Requirement:
Retype exactly the lines from the one with "Add CoAP examples from ESP-IDF" down to the final line of the material below, both included, and nothing more.

== Segment start ==

PR #188, opened 2023-06-09
Add CoAP examples from ESP-IDF

hmalpani:
Added CoAP examples from IDF to idf-extra-components.


.github/workflows/build_and_run_coap_examples.yml
```diff
@@ -0,0 +1,71 @@
+name: Build and Run CoAP Examples
```
tore-espressif, line 1: All examples should now be build&run by this GH action https://github.com/espressif/idf-extra-components/blob/master/.github/workflows/build_and_run_examples.yml

Could you please rebase your PR and check that it works OK with your new examples?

== Segment end ==

Task solution:
Add CoAP examples from ESP-IDF

hmalpani:
Added CoAP examples from IDF to idf-extra-components.


.github/workflows/build_and_run_coap_examples.yml
```diff
@@ -0,0 +1,71 @@
+name: Build and Run CoAP Examples
```
tore-espressif, line 1: All examples should now be build&run by this GH action https://github.com/espressif/idf-extra-components/blob/master/.github/workflows/build_and_run_examples.yml

Could you please rebase your PR and check that it works OK with your new examples?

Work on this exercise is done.